The methodological quality of additional studies will only be assessed in areas that have not been covered yet by a systematic review or of the non-English literature.

The methodological quality of trials is usually assessed using relevant criteria related to the internal validity of trials. High quality trials are less likely to be associated with biased results than low quality trials. Various criteria lists exist, but differences between the lists are subtle.

Quality assessment should ideally be done by at least two reviewers, independently, and blinded with regard to the authors, institution and journal. However, as experts are usually involved in quality assessment it may often not be feasible to blind studies. Criteria should be scored as positive, negative or unclear, and it should be clearly defined when criteria are scored positive or negative. Quality assessment should be pilot tested on two or more similar trials that are not included in the systematic review. A consensus method should be used to resolve disagreements and a third reviewer was consulted if disagreements persisted. If the article does not contain information on the methodological criteria (score 'unclear'), the authors should be contacted for additional information.
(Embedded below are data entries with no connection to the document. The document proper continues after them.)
PR #994, opened 2022-09-14
Fix relevant pylint warnings, run basic pylint checks in CI

Bastian-Krause:
**Description**
The pylint results were not considered consequently because the amount of messages is pretty high and we did not follow the rules set in our pylintrc. This is why the CI jobs were never configured to run pylint (actually breaking a PR build job on issues).

On the other hand, pylint can reveal important issues. These issues should be addressed before a PR is merged. In the past, this was done on some PRs manually.

Let's change that: Fix relevant pylint warnings. Then configure a basic set of checks in pyproject.toml (no styling checks though, since we want to enforce [black](https://black.readthedocs.io/en/stable/) code style in a future PR). Finally let pylint run these checks in CI.

**Checklist**
- [x] PR has been tested


Bastian-Krause:
Force-pushed:
- rebased on current master
- drop `--rcfile=.pylintrc` from tox.ini

jluebbe (approved):

Emantor:
Maybe we should move the pylint step out of the unittests and into its own CI run. This way there is no confusion between the tests failing and the code having linting errors. AFAICS all the installation steps are not required for pylint anyway.

Bastian-Krause:
> Maybe we should move the pylint step out of the unittests and into its own CI run. This way there is no confusion between the tests failing and the code having linting errors.

I can think of cases where code uses a Python feature that is not available in all supported Python versions. pylint won't find this if it is not run against all supported Python versions.

> AFAICS all the installation steps are not required for pylint anyway.

We still need to install the dependencies. With #1001 merged there is no separation between installing the dependencies and installing labgrid.

While I see your point, considering the arguments above, I don't think it's a good idea to have a separate CI workflow for pylint.

Emantor (approved):

Emantor (approved):
Makes sense, thanks for the explanation.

This also gives authors the opportunity to respond to negative or positive scores.

The following checklists are recommended:

Checklist for methodological quality of therapy / prevention studies

Items:  
1) Adequate method of randomisation,
2) Concealment of treatment allocation,
3) Withdrawal / drop-out rate described and acceptable,
4) Co-interventions avoided or equal,
5) Blinding of patients,
6) Blinding of observer,
7) Blinding of care provider,
8) Intention-to-treat analysis,
9) Compliance,
10) Similarity of baseline characteristics.

Checklist for methodological quality of prognosis (observational) studies

Items:  
1) Adequate selection of study population,
2) Description of in- and exclusion criteria,
3) 3) Description of potential prognostic factors,
4) Prospective study design,
5) Adequate study size (> 100 patient-years),
6) Adequate follow-up (> 12 months),
7) Adequate loss to follow-up (< 20%),
8) Relevant outcome measures,
9) Appropriate statistical analysis.

Checklist for methodological quality of diagnostic studies

Items:  
1) Was at least one valid reference test used?
2) Was the reference test applied in a standardised manner?
3) Was each patient submitted to at least one valid reference test?
4) Were the interpretations of the index test and reference test performed independently of each other?
5) Was the choice of patients who were assessed by the reference test independent of the results of the index test?
6) When different index tests are compared in the study: were the index tests compared in a valid design?
7) Was the study design prospective?
8) Was a description included regarding missing data?
9) Were data adequately presented in enough detail to calculate test characteristics (sensitivity and specificity)?